__Task directions__
Every line of the data that contains the string "user" must be copied.

(Stored data)
Issue #1345, opened 2019-09-28
Default database connections should be labeled <default>


kburtram:
- MSSQL Extension Version: 1.7

Steps to Reproduce:

1. Add a connection with no database specified.

Expected: Connection profiles with no database specified should say `servername, <default>` similar to Azure Data Studio.

Actual: Label says `servername, master`.  There is no reason to assume the default database is master since this is a per-user configurable setting.

![image](https://user-images.githubusercontent.com/599935/65809226-05a76300-e150-11e9-9259-bf789a067371.png)

PR #1358, opened 2019-09-30
Change default database name

abist:
Fixes https://github.com/microsoft/vscode-mssql/issues/1345

### DIFF
--- a/src/constants/constants.ts
+++ b/src/constants/constants.ts
@@ -45,7 +45,6 @@ export const azureDatabase = 'Azure';
 export const defaultPortNumber = 1433;
 export const sqlAuthentication = 'SqlLogin';
 export const defaultDatabase = 'master';
-export const defaultDatabaseName = '<default>';
 export const errorPasswordExpired = 18487;
 export const errorPasswordNeedsReset = 18488;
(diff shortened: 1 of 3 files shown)


src/constants/constants.ts
```diff
@@ -45,6 +45,7 @@ export const azureDatabase = 'Azure';
 export const defaultPortNumber = 1433;
 export const sqlAuthentication = 'SqlLogin';
 export const defaultDatabase = 'master';
+export const defaultDatabaseName = '<default>';
```
Charles-Gagnon: Shouldn't this be localized? It looks like we don't do this for ADS but I think that's wrong since this should just be a display value.

src/controllers/mainController.ts
```diff
@@ -351,7 +351,7 @@ export default class MainController implements vscode.Disposable {
             }
             node = node.parentNode;
         }
-        return Constants.defaultDatabase;
+        return LocalizedConstants.defaultDatabaseLabel;
     }
```
Charles-Gagnon: And you've verified that this doesn't break new query? It looks like that uses this function to update the connection so be careful to check that it's not going to try and set the DB to <default>.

__Exercise response__
Actual: Label says `servername, master`.  There is no reason to assume the default database is master since this is a per-user configurable setting.
![image](https://user-images.githubusercontent.com/599935/65809226-05a76300-e150-11e9-9259-bf789a067371.png)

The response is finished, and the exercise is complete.